W kwalifikacjach do Grand Prix Singapuru mieliśmy kilka dochodzeń sędziów w sprawie blokowania jednego kierowcę przez drugiego. Dwa incydenty były udziałem Maxa Verstappena, a jeden Logana Sargeanta. Ostatecznie sędziowie nie wymierzyli żadnej kary przesunięcia na polach startowych, a Holender i Amerykanin dostali po reprymendzie.
Jak informuje Auto Motor und Sport, są zespoły, które domagają się ponownego otwarcia tych spraw i wyjaśnień, dlaczego nie zostały nałożone kary. Szef jednej z ekip ma określać sprawę mianem „skandalu”.
Nie tylko werdykt sędziów budzi zastrzeżenia, ale również sposób rozpatrzenia poszczególnych spraw. Na przesłuchanie Logana Sargeanta w sprawie blokowania Lance Strolla nie był w stanie dotrzeć przedstawiciel Astona Martina. Wszystko dlatego, że był jeszcze w centrum medycznym po groźnym wypadku Kanadyjczyka.
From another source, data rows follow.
PR #698, opened 2022-07-01
Multiple services and factory services in bundle dependent on same configuration pid

pelliott-mathworks:
Multiple services and service factories can be dependent on the same configuration object and should be notified if the configuration object changes. Right now only one will be notified. This pull request fixes this problem in Configuration Admin for any service implementing the ManagedService interface or the ManagedServiceFactory interface. All services implementing those interfaces should be notified when configuration objects on which they are dependent change.

### DIFF
--- a/compendium/ConfigurationAdmin/src/ConfigurationAdminImpl.cpp
+++ b/compendium/ConfigurationAdmin/src/ConfigurationAdminImpl.cpp
@@ -602,12 +602,15 @@ std::shared_future<void> ConfigurationAdminImpl::NotifyConfigurationUpdated(
     std::for_each(managedServiceWrappers.begin(),
                   managedServiceWrappers.end(),
                   [&](const auto& managedServiceWrapper) {
-                  if (managedServiceWrapper->pid == pid) {
-                    notifyServiceUpdated(pid,
-                                      *(managedServiceWrapper->trackedService),
-                                      properties,
-                                      *logger);
-                  }
+                    // The ServiceTracker will return a default constructed shared_ptr for each ManagedService
+                    // that we aren't tracking. We must be careful not to dereference these!
+                    if ((managedServiceWrapper) && (managedServiceWrapper->pid == pid)) {
+                        notifyServiceUpdated(
+                          pid,
+                          *(managedServiceWrapper->trackedService),
+                          properties,
+                          *logger);
+                    }
                   });
 
     const auto factoryPid = getFactoryPid(pid);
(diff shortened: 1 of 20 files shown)


compendium/ConfigurationAdmin/src/ConfigurationAdminImpl.cpp
```diff
@@ -599,37 +599,41 @@ std::shared_future<void> ConfigurationAdminImpl::NotifyConfigurationUpdated(
...
+           // that we aren't tracking. We must be careful not to dereference these!
+           return (managedServiceWrapper ? (pid == managedServiceWrapper->pid)
+                                         : false);
+         })) != managedServiceWrappers.end()) {
       const auto& managedServiceWrapper = *it;
       notifyServiceUpdated(
-        pid, *(managedServiceWrapper->trackedService), properties, *logger);
+          pid, *(managedServiceWrapper->trackedService), properties, *logger);
+       it++;
     }
```
jeffdiclemente, line 617: is there a better way to do this that uses the C++ standard algorithms (`#include <algorithm>`)? This is iterating over all managed services and also running `std::find_if` for each iteration. Using `std::for_each` eliminates the manual iterator manipulation and reduces the time complexity,.

compendium/ConfigurationAdmin/src/ConfigurationAdminImpl.cpp
```diff
@@ -599,37 +599,41 @@ std::shared_future<void> ConfigurationAdminImpl::NotifyConfigurationUpdated(
...
         // that we aren't tracking. We must be careful not to dereference these!
         return (managedServiceFactoryWrapper
                   ? (factoryPid == managedServiceFactoryWrapper->pid)
                   : false);
-      });
-    if (factoryIt != std::end(managedServiceFactoryWrappers)) {
+      })) != managedServiceFactoryWrappers.end()) {
       const auto& managedServiceFactoryWrapper = *factoryIt;
       if (removed) {
         notifyServiceRemoved(
```
jeffdiclemente, line 639: same comment as above.

jeffdiclemente (changes requested):

compendium/ConfigurationAdmin/test/TestConfigAdmin.cpp
```diff
@@ -94,13 +94,39 @@ std::shared_ptr<::test::TestManagedServiceInterface> getManagedService(
...
 
+std::vector<std::shared_ptr<::test::TestManagedServiceInterface>>
+getManagedServices(cppmicroservices::BundleContext& ctx)
+{
+  auto srs = ctx.GetServiceReferences<::test::TestManagedServiceInterface>();
+  std::vector<std::shared_ptr<::test::TestManagedServiceInterface>> services(
+    srs.size());
+  for (uint32_t i = 0; i < services.size(); ++i) {
+    services[i] = ctx.GetService<::test::TestManagedServiceInterface>(srs[i]);
+  }
```
jeffdiclemente, line 105: recommend using a range based for loop

compendium/ConfigurationAdmin/test/TestConfigAdmin.cpp
```diff
@@ -94,13 +94,39 @@ std::shared_ptr<::test::TestManagedServiceInterface> getManagedService(
...
 
+std::vector<std::shared_ptr<::test::TestManagedServiceFactory>>
+getManagedServiceFactories(cppmicroservices::BundleContext& ctx)
+{
+  auto srs = ctx.GetServiceReferences<::test::TestManagedServiceFactory>();
+  std::vector<std::shared_ptr<::test::TestManagedServiceFactory>> factories(
+    srs.size());
+  for (uint32_t i = 0; i < factories.size(); ++i) {
+    factories[i] = ctx.GetService<::test::TestManagedServiceFactory>(srs[i]);
+  }
```
jeffdiclemente, line 125: recommend using a range based for loop

compendium/test_bundles/TestBundleMultipleManagedService/src/ManagedServiceImpl.cpp
```diff
@@ -0,0 +1,49 @@
...
+namespace cm {
+namespace test {
+
+TestManagedServiceImpl3::TestManagedServiceImpl3()
+  : m_counter{ 0 }
+{}
+
+TestManagedServiceImpl3::~TestManagedServiceImpl3() = default;
+
+void TestManagedServiceImpl3::Updated(AnyMap const& properties)
```
jeffdiclemente, line 17: look out for function parameter values which aren't used in the function body. this will cause a build error on linux/mac

jeffdiclemente (changes requested):

compendium/ConfigurationAdmin/src/ConfigurationAdminImpl.cpp
pelliott-mathworks: Replaced code with a for_each loop. Please review again when you get a chance.

jeffdiclemente (approved):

„Nie mogłem zaprezentować naszego punktu widzenia. Spóźniłem się 6 minut, a tam było już po sprawie. Nigdy nie widziałem tak szybko załatwionej sprawy” – mówi przedstawiciel Astona Martina.
Na przesłuchanie dotyczące blokowania Yukiego Tsunody przez Maxa Verstappena nie przyszedł żaden przedstawiciel AlphaTauri, nawet kierowca. Takie zachowanie nie podoba się rywalom Red Bulla.
AMuS pisze, że nawet sam Max Verstappen przyznaje, że w tej sytuacji spodziewał się kary, podobnie Williams w przypadku Sargeanta. Obaj liczyli się z przesunięciem o 3 miejsca na polach startowych.
Sędziowie oczywiście tłumaczyli, że kierowcy nie dostali kary za blokowanie ponieważ nie dostali instrukcji od zespołów, że zbliża się szybszy kierowca.
„Nasz kierowca dostałby kilka miejsc za taki manewr” – mówią nieoficjalnie przedstawiciele ekip.
Verstappen nie dostał również kary za blokowanie wielu aut podczas wyjazdu z alei serwisowej.
Ale to nie wszystko. Przedstawiciele niektórych ekip uważają, że są kierowcy i zespoły łagodniej traktowane przez sędziów. Za przykład dają Sergio Pereza, który w GP Singapuru miał kontakty z aż trzema rywalami – Yukim Tsunodą, Alexem Albonem i Liamem Lawsonem, ale dostał tylko 5 sekund kary za kontakt z Albonem.
AMuS pisze, że ekipy chcą rozmowy na ten temat na Suzuce i będą domagały się większej transparentności i jednolitości decyzji.